UnStr_MinorSubs_Xls,0: org.apache.poi.POIXMLException: java.lang.reflect.InvocationTargetException
at org.apache.poi.POIXMLFactory.createDocumentPart(POIXMLFactory.java:65)
at org.apache.poi.POIXMLDocumentPart.read(POIXMLDocumentPart.java:601)
at org.apache.poi.POIXMLDocument.load(POIXMLDocument.java:174)
at org.apache.poi.xssf.usermodel.XSSFWorkbook.<init>(XSSFWorkbook.java:249)
at com.ibm.is.cc.unstructured.poi.SSFile.readFile(SSFile.java:146)
at com.ibm.is.cc.unstructured.api.ExcelFile.readFile(ExcelFile.java:143)

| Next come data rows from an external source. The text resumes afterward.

PR #237, opened 2021-07-09
auth endpoint updated + docstrings requested for session_helpers adde…

y-himanen:
…d. more details in jira ticket

### DIFF
--- a/app/auth/routes.py
+++ b/app/auth/routes.py
@@ -153,7 +153,7 @@ def register():
 
     if not r:
         raise InvalidUsageError(
-            message="Email and password must included in the request body"
+            message="Email and password must be included in the request body."
         )
 
     first_name = r.get("firstName", None)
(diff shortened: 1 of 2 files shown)


app/auth/routes.py
```diff
@@ -155,23 +156,25 @@ def register():
...
-    full_name = r.get("fullname", None)
+    first_name = r.get("firstName", None)
+    last_name = r.get("lastName", None)
     email = r.get("email", None)
     password = r.get("password", None)
-    session_id = r.get("sessionId", None)
+    quiz_uuid = r.get("quizId", None)
 
-    if not valid_name(full_name):
+    if not valid_name(first_name) or not valid_name(last_name):
```
rodriguesk, line 165: I think the errors should be separate for the first and last name, unless the front end is also requiring form validation so the user knows their first name is the problem or their last name is the problem. If the user is just told either their first name or their last name (but not which one exactly) is causing problems, that is likely to frustrate them.

app/session/session_helpers.py
```diff
@@ -22,7 +37,7 @@ def store_session(session_uuid, session_created_timestamp, user_uuid):
 
 def process_ip_address(request, session_uuid):
     """
-    Save a user's IP address information into the database with their session_uuid.
+    Check's the user's IP address information and calls another functoin to store it in the database with their session_uuid.
```
rodriguesk, line 40: Type in the word function

app/session/session_helpers.py
```diff
@@ -57,6 +72,16 @@ def process_ip_address(request, session_uuid):
 
 
 def store_ip_address(ip_address, session_uuid):
+    """
```
rodriguesk, line 75: Thank you for adding this docstring! I owe you as I’m pretty sure this was my fault for not including when I submitting this code originally l!

rodriguesk (approved):
Looks awesome! Great work. Just few tiny things but nothing major.

PR #241, opened 2021-08-01
updated subscribe, feed and scores endpoints to put session id in tables

y-himanen:


app/scoring/routes.py
```diff
@@ -83,7 +84,27 @@ def user_scores():
     user_uuid = None
     if current_user:
         user_uuid = current_user.user_uuid
-    process_scores.persist_scores(user_uuid)
+
+    session_uuid = request.headers.get("X-Session-Id")
+
+    if not session_uuid:
```
seanmajorpayne, line 90: Okay, I see what you mean now about the duplicate session_uuid processing.

I think it's worth pulling this out into a separate function in this PR since it should be a very quick improvement.

Everything from "if not session_uuid:" until "valid_session_uuid" can be ripped out and put into one function to replace these calls.

So end result would be
```
session_uuid = request.headers.get("X-Session-Id")
valid_session_uuid = validate_uuid(session_uuid)
```

Keeping the generic validate_uuid so that this makes sense for more than just sessions as we do this in a number of places with the user_uuid and quiz_uuid as well.

Especially if we will need to do this on all endpoints from now on, I'd rather have us update sooner than later.

seanmajorpayne (changes requested):
Great job with this @y-himanen and @SabineU.

I'd recommend pulling that code out and then it's good to go.

seanmajorpayne (approved):

app/scoring/routes.py
y-himanen: I think we will put this improvement into a separate ticket, as it does not impact on functionality. Thanks for your review.

SabineU (approved):

PR #244, opened 2021-08-05
CM-801 cleaning up auth endpoints

seanmajorpayne:
- Removed a bunch of "if not" statements and concatenated them into one for loop
- Removed helper methods and made them inline since most are used in one place
- Fixed small bug where if/elif statement was used when both first/last name need to be validated
- Removed unnecessary return true/false and replaced with returning objects/None
- Removed unnecessary password format validation from login (if it's not right, it's not right, we don't care if it's formatted correctly)
- Removed email format check from login (SQL Injection is not possible with filter_by, only with filter, so we don't care if the format is wrong)

Most of these methods you can now read top to bottom without needing to jump constantly to somewhere else in the code. And the code is slightly faster.


app/auth/routes.py
```diff
@@ -153,52 +153,54 @@ def register():
 
     if not r:
         raise InvalidUsageError(
-            message="Email and password must be included in the request body."
+            message="Parameters must be included in the request body."
```
econaxis, line 156: I think the previous one was a more descriptive error?

app/auth/routes.py
```diff
@@ -153,52 +153,54 @@ def register():
...
 
-    if not scores_in_db(quiz_uuid):
+    scores = db.session.query(Scores).filter_by(quiz_uuid=quiz_uuid).first()
+
+    if not scores:
         raise DatabaseError(message="Quiz ID is not in the db.")
 
-    if not check_email(email):
+    if not check_email(r["email"]):
         raise InvalidUsageError(message=f"The email {email} is invalid.")
```
econaxis, line 188: {email} is not defined (deleted above).

econaxis (commented):
Just one error but everything else looks good.

app/auth/routes.py
seanmajorpayne: It was, but there are only 2 parameters and we have 5 of them total that should be included. Do you think we should specify all 5?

at com.ibm.is.cc.unstructured.api.ExcelFile.readFile(ExcelFile.java:127)
at com.ibm.is.cc.unstructured.runtime.impl.excel.read.ExcelFileHandler.initWorkbook(ExcelFileHandler.java:183)
at com.ibm.is.cc.unstructured.runtime.impl.excel.read.ExcelFileHandler.nextFile(ExcelFileHandler.java:245)

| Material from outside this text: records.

PR #247, opened 2021-08-09
CM-832 conversations new

seanmajorpayne:
Added endpoints to create a conversation and to query all existing conversations for a user.

X-Session-Id and Authorization headers are both required to access these endpoints.

@y-himanen Since I needed to validate the session-id I went ahead and added a utils file to our Auth. I copied your code style for the session checks into here and used an Enum so we can make it generic and use it for every type of UUID in the app. Enums are fast since they are at the byte level of the computer. In the near future on your proposed ticket, we can simplify the other UUID checks to call this function.


seanmajorpayne:
Update CM-808 has been added along with cleaning up some other small bits of code.

NickCallaghan (approved):

NickCallaghan:
@seanmajorpayne Pushed a couple of minor changes: 
 - Can we start the status enum from 0 not 1. So status 0 = Invited
 - Update the route names GET /conversations and POST /conversation. We'll be wanting PUT, GET,DELETE endpoint on conversation for the other CRUD operations so /create-a-conversation doesn't make sense.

at com.ibm.is.cc.unstructured.runtime.impl.excel.read.ExcelProcessorRep.process(ExcelProcessorRep.java:100)
at com.ibm.is.cc.unstructured.UnstructuredProcessor.process(UnstructuredProcessor.java:167)

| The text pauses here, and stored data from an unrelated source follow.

PR #248, opened 2021-08-14
Cm 813 rate limiting

seanmajorpayne:
Adding (somewhat) strict rate limiting for security points.
General rate limits
and no limit for refresh tokens.

### DIFF
--- a/app/__init__.py
+++ b/app/__init__.py
@@ -4,7 +4,7 @@ from datetime import datetime
 from datetime import timezone
 from datetime import timedelta
 from flask_cors import CORS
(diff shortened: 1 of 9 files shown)


y-himanen (approved):
This looks good for now. We may need to adjust the rate limits later on. 

Also, @NickCallaghan and @SabineU - can your user generation code for the cypress tests be aligned somehow? Nick has added a library for this job, where Sabine added a random user generator to utils for a different ticket. Would be good if we picked one or the other.

SabineU (dismissed):

PR #255, opened 2021-08-31
user can update email - new email endpoint

y-himanen:


SabineU (approved):

app/email/routes.py
```diff
@@ -0,0 +1,90 @@
...
+        raise InvalidUsageError(
+            message="Cannot update email. Email is not formatted correctly."
+        )
+
+    if new_email != confirm_email:
+        raise InvalidUsageError(
+            message="Cannot update email. New email address and confirm new email address do not match."
+        )
+
+    email_already_used = Users.query.filter_by(user_email=new_email).first()
```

at com.ibm.is.cc.javastage.connector.CC_JavaAdapter.run(CC_JavaAdapter.java:443)
Caused by: java.lang.reflect.InvocationTargetException
at sun.reflect.NativeConstructorAccessorImpl.newInstance0(Native Method)
at sun.reflect.NativeConstructorAccessorImpl.newInstance(NativeConstructorAccessorImpl.java:86)
at sun.reflect.DelegatingConstructorAccessorImpl.newInstance(DelegatingConstructorAccessorImpl.java:58)
at java.lang.reflect.Constructor.newInstance(Constructor.java:542)
at org.apache.poi.xssf.usermodel.XSSFFactory.createDocumentPart(XSSFFactory.java:56)
at org.apache.poi.POIXMLFactory.createDocumentPart(POIXMLFactory.java:62)
... 11 more
Caused by: java.io.IOException: Zip bomb detected! The file would exceed the max. ratio of compressed file size to the size of the expanded data. This may indicate that the file is used to inflate memory usage and thus could pose a security risk. You can adjust this limit via ZipSecureFile.setMinInflateRatio() if you need to work with files which exceed this limit. Counter: 821896, cis.counter: 8192, ratio: 0.009967197796314862Limits: MIN_INFLATE_RATIO: 0.01
at org.apache.poi.openxml4j.util.ZipSecureFile$ThresholdInputStream.advance(ZipSecureFile.java:258) ....
The error state that the limit could be set as follows : ZipSecureFile.setMinInflateRatio(0); but not where to do it. I've tried the custom properties on the stage to make the adjustment, and check all environment variables relate to the stage, and various possibilities like renaming the file to be regular zip files ( Excel files are zip files under the hood) and I've run out of ideas. Any help would be greatly appreciated.
Thanks in advance!
Julio Rodriguez
ETL Developer by choice
"Sure we have lots of reasons for being rude - But no excuses
Were you there? probably the video is all over the internet now. I did pull the trigger and called them up, also the fire dept and they checked all my drawers, garbage can and the hidden places and they couldn't find the bomb...What did find was the bottle of clear liquid that we add to the coffee only on Friday's, so now they know why people come to my desk so frequently
I work for a Global financial institution you could imagine what was the drill around here...specially that it sound like a treat!
Julio Rodriguez
ETL Developer by choice
"Sure we have lots of reasons for being rude - But no excuses
It turned out to be a mix of numeric and alphabetic values in a column that was expecting only numerics values. There were also non-printable characters.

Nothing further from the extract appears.